Reproduce, from the lines below, exactly the stretch that begins at the line containing "PR #1363, opened 2026-08-03" and ends at the line containing "the new field.", both included.

Data in this exercise ->
----
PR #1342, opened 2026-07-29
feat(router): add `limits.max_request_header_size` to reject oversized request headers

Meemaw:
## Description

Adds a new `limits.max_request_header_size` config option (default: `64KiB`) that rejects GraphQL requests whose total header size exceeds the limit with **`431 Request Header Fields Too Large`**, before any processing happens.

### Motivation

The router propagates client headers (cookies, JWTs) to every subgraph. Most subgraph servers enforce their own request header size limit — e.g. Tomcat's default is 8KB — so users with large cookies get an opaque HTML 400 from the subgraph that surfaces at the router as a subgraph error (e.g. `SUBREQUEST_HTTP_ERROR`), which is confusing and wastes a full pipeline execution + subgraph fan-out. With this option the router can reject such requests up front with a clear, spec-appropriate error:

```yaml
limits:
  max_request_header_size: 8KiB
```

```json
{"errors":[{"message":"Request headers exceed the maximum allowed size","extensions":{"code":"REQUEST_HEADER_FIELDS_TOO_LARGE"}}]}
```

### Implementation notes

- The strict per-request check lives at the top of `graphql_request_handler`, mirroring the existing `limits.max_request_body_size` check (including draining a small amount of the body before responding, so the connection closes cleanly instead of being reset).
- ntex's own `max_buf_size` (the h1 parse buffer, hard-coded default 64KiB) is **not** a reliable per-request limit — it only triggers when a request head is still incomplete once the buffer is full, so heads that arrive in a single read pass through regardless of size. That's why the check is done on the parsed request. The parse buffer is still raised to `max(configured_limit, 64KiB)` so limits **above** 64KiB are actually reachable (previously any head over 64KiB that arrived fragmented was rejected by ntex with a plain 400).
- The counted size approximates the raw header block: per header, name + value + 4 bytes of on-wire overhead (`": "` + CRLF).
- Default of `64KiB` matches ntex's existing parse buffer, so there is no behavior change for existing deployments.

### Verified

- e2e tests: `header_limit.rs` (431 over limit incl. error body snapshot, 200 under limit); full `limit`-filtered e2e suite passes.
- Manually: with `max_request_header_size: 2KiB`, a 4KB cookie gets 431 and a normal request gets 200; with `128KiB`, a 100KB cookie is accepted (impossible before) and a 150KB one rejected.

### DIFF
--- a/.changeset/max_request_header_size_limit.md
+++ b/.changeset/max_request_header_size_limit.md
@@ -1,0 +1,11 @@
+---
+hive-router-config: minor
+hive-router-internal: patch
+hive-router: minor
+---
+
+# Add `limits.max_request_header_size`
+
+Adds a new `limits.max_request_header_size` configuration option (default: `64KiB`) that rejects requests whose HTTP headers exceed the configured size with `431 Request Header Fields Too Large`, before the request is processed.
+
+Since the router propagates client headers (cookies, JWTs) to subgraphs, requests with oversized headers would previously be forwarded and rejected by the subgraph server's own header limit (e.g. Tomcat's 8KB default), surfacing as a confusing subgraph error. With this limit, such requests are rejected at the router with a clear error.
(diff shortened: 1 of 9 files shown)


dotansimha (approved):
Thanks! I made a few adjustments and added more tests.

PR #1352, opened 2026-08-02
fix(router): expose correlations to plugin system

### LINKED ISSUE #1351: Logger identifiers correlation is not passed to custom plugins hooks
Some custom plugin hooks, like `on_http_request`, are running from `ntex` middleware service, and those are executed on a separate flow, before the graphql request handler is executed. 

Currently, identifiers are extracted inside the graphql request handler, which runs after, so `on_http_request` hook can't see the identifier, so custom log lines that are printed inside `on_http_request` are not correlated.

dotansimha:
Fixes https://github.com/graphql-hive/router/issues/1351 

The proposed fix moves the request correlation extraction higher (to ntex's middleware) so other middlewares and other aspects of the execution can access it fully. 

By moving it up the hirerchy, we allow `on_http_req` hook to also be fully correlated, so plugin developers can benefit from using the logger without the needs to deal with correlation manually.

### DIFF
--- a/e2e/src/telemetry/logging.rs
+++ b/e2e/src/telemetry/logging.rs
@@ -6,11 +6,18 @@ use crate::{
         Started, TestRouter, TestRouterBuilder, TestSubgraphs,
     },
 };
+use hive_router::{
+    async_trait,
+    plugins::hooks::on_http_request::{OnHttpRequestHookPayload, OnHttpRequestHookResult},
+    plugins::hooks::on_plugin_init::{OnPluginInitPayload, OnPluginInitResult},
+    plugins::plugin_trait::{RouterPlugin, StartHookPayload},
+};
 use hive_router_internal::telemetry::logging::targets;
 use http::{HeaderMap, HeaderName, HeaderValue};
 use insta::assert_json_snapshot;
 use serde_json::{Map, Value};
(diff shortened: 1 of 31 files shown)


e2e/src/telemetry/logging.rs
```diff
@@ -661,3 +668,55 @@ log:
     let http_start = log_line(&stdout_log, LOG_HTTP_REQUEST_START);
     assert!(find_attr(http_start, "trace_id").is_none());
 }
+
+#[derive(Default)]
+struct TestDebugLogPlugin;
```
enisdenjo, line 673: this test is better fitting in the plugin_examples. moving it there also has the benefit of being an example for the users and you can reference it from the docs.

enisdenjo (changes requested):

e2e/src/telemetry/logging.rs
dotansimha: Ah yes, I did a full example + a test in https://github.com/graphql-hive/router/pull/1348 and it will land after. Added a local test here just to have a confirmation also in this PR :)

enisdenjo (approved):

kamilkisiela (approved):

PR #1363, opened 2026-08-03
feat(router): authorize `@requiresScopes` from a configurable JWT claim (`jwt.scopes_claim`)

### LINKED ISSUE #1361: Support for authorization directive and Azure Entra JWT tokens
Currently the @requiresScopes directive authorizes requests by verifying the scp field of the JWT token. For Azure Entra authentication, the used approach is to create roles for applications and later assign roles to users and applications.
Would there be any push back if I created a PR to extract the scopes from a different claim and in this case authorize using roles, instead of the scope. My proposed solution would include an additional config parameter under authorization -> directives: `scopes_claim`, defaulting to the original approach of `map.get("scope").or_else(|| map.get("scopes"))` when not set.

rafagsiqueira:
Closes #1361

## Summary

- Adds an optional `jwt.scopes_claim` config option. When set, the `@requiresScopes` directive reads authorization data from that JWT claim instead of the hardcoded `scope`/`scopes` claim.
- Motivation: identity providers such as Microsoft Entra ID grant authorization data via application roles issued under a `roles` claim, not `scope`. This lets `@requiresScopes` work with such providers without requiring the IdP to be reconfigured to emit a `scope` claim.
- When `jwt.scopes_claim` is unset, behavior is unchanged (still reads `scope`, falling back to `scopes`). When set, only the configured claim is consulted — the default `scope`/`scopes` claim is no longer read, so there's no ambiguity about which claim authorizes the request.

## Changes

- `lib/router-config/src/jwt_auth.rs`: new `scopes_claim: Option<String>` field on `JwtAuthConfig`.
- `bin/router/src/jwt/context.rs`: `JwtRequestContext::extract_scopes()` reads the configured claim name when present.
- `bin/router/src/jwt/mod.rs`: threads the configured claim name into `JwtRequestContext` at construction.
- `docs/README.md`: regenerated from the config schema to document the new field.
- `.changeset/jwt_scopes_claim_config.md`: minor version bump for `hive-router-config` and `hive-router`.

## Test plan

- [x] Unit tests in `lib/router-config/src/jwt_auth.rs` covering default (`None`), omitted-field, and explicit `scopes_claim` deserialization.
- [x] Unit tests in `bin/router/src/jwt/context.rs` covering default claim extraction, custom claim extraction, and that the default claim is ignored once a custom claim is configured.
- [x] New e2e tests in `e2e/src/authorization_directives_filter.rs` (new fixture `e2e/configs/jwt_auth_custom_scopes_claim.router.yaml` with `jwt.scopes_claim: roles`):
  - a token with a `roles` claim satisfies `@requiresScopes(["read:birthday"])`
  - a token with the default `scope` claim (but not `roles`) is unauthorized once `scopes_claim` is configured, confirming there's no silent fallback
----
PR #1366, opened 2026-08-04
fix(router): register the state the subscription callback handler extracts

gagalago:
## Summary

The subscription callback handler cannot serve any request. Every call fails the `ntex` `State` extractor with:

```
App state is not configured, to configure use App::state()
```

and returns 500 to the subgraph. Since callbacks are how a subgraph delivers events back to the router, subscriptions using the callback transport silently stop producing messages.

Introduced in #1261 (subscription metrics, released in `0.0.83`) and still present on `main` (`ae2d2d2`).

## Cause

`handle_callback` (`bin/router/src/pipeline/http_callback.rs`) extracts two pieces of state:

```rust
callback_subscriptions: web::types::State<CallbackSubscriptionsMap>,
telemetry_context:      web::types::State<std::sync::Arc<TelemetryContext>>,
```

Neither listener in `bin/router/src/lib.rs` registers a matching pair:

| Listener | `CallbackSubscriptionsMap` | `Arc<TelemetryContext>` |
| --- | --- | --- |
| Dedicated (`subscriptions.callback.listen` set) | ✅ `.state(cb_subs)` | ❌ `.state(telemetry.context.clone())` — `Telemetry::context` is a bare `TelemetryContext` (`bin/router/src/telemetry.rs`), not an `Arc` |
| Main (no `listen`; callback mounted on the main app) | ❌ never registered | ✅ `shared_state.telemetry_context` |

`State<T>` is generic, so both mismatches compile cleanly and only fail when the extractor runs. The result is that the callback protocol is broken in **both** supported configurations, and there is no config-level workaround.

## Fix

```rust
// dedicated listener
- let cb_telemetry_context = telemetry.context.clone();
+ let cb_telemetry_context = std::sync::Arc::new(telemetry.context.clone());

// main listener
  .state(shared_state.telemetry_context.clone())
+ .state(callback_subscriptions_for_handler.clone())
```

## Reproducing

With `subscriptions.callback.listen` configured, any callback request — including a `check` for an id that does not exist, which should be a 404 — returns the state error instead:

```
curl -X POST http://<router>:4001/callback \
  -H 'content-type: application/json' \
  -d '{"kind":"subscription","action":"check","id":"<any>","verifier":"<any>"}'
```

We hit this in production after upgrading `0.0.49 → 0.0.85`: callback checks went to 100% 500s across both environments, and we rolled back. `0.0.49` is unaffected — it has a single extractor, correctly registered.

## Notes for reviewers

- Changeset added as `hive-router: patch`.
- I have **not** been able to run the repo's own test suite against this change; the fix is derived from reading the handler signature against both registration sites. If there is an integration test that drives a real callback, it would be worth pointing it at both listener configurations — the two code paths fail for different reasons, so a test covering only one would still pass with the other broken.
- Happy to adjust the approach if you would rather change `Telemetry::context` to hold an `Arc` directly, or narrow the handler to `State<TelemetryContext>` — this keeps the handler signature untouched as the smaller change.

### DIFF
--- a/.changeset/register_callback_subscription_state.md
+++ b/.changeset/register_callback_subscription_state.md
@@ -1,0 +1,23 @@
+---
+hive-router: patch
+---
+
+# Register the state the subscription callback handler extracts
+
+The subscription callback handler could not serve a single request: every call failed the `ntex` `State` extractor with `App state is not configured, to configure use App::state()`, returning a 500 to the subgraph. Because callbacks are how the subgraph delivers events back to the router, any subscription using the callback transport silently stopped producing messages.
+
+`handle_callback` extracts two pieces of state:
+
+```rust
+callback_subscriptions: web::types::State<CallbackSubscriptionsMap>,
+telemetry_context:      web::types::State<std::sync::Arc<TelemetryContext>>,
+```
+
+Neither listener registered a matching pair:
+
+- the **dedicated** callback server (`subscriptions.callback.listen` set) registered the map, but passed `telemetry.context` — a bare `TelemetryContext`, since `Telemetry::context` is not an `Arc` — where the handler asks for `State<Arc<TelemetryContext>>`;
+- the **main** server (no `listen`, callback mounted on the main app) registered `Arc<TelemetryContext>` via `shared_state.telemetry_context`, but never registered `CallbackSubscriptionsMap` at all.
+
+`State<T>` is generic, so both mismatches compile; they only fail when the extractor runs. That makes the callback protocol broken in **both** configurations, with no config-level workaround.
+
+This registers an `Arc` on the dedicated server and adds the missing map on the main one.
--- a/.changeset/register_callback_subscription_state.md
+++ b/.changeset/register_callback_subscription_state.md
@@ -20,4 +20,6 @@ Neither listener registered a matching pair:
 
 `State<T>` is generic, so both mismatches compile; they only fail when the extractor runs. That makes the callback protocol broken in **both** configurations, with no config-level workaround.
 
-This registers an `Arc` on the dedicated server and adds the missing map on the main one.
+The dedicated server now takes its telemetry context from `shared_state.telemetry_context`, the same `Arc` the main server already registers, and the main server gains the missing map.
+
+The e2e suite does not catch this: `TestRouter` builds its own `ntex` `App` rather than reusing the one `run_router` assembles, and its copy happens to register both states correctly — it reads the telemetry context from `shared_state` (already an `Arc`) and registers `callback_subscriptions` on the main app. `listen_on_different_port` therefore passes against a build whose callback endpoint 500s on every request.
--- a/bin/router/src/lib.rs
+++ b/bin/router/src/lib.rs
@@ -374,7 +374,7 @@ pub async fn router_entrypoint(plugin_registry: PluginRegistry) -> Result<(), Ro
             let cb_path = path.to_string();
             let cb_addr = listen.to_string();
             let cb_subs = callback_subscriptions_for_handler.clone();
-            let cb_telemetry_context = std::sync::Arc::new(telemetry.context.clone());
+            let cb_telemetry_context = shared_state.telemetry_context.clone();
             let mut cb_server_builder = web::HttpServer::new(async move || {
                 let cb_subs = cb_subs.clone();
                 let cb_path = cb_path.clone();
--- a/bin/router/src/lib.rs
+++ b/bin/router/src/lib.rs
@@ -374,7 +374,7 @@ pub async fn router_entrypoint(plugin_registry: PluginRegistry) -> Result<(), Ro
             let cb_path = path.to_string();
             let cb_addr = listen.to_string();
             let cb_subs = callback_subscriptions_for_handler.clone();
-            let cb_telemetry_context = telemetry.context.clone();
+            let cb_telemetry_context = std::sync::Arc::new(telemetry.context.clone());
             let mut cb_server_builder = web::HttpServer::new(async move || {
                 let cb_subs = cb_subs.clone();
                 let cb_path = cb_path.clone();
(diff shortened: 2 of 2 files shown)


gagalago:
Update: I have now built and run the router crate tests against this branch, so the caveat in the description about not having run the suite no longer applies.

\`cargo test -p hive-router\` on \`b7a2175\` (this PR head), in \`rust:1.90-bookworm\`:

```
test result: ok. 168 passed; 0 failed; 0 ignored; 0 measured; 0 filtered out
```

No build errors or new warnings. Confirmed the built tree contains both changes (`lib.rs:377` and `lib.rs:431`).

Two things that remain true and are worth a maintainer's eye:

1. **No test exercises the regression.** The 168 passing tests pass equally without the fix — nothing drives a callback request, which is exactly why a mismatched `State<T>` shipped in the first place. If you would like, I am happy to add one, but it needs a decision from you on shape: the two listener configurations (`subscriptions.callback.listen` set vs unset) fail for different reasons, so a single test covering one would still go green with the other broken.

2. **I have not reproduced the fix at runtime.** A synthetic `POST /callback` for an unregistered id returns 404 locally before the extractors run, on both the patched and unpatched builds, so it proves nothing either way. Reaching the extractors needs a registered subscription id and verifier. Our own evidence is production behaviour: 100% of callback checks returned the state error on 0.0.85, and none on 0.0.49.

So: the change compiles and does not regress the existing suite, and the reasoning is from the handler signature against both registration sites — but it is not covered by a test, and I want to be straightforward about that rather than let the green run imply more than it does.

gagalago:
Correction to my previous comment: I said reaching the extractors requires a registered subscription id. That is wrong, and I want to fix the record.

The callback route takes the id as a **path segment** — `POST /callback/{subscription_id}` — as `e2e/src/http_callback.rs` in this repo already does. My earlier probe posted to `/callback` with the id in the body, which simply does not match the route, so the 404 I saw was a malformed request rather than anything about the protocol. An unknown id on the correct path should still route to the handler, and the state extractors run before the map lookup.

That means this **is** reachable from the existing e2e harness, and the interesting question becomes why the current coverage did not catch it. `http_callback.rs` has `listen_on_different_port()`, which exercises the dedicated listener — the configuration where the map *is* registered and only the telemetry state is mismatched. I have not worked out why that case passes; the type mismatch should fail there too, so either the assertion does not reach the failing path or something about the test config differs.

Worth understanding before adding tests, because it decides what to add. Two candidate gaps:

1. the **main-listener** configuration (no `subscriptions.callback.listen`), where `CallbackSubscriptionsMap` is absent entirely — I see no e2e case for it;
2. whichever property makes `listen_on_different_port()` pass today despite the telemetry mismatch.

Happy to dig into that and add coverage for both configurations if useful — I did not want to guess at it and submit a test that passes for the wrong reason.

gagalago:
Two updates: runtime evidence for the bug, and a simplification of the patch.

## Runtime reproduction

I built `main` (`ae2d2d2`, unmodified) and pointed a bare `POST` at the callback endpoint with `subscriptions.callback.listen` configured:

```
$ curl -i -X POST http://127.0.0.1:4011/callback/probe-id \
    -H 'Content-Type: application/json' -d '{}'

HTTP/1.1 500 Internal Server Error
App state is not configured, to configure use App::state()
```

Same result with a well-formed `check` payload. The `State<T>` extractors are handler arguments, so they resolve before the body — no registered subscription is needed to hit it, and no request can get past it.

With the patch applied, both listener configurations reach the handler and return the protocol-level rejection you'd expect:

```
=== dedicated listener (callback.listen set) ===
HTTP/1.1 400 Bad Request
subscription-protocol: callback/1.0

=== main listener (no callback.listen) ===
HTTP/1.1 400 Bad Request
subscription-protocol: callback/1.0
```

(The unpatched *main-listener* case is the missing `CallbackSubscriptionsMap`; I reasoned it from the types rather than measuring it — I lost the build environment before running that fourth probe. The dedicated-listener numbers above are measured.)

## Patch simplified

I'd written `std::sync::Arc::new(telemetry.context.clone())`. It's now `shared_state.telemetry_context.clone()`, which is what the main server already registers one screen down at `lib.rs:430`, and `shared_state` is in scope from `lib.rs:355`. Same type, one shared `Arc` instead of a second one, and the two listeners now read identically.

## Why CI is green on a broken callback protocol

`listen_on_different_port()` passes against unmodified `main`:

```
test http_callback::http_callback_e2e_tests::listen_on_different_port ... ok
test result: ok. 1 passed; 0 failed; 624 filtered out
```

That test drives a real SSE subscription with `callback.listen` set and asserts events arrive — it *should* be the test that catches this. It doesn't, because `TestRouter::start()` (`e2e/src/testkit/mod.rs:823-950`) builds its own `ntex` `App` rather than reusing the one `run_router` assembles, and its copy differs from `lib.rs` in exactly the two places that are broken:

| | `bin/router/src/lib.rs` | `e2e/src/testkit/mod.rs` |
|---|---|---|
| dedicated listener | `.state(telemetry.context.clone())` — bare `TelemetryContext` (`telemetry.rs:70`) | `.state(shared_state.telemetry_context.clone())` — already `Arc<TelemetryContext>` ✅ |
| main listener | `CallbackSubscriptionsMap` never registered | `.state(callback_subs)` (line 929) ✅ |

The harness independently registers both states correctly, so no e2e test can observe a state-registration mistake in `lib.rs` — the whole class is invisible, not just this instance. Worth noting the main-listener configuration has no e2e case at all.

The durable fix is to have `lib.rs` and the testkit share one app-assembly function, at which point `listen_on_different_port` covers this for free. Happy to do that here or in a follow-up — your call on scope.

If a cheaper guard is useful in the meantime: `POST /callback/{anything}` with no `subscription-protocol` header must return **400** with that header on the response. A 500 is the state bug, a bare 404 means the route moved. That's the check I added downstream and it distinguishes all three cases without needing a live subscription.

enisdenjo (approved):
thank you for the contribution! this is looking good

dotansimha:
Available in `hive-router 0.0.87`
----
Expected answer ->
PR #1363, opened 2026-08-03
feat(router): authorize `@requiresScopes` from a configurable JWT claim (`jwt.scopes_claim`)

### LINKED ISSUE #1361: Support for authorization directive and Azure Entra JWT tokens
Currently the @requiresScopes directive authorizes requests by verifying the scp field of the JWT token. For Azure Entra authentication, the used approach is to create roles for applications and later assign roles to users and applications.
Would there be any push back if I created a PR to extract the scopes from a different claim and in this case authorize using roles, instead of the scope. My proposed solution would include an additional config parameter under authorization -> directives: `scopes_claim`, defaulting to the original approach of `map.get("scope").or_else(|| map.get("scopes"))` when not set.

rafagsiqueira:
Closes #1361

## Summary

- Adds an optional `jwt.scopes_claim` config option. When set, the `@requiresScopes` directive reads authorization data from that JWT claim instead of the hardcoded `scope`/`scopes` claim.
- Motivation: identity providers such as Microsoft Entra ID grant authorization data via application roles issued under a `roles` claim, not `scope`. This lets `@requiresScopes` work with such providers without requiring the IdP to be reconfigured to emit a `scope` claim.
- When `jwt.scopes_claim` is unset, behavior is unchanged (still reads `scope`, falling back to `scopes`). When set, only the configured claim is consulted — the default `scope`/`scopes` claim is no longer read, so there's no ambiguity about which claim authorizes the request.

## Changes

- `lib/router-config/src/jwt_auth.rs`: new `scopes_claim: Option<String>` field on `JwtAuthConfig`.
- `bin/router/src/jwt/context.rs`: `JwtRequestContext::extract_scopes()` reads the configured claim name when present.
- `bin/router/src/jwt/mod.rs`: threads the configured claim name into `JwtRequestContext` at construction.
- `docs/README.md`: regenerated from the config schema to document the new field.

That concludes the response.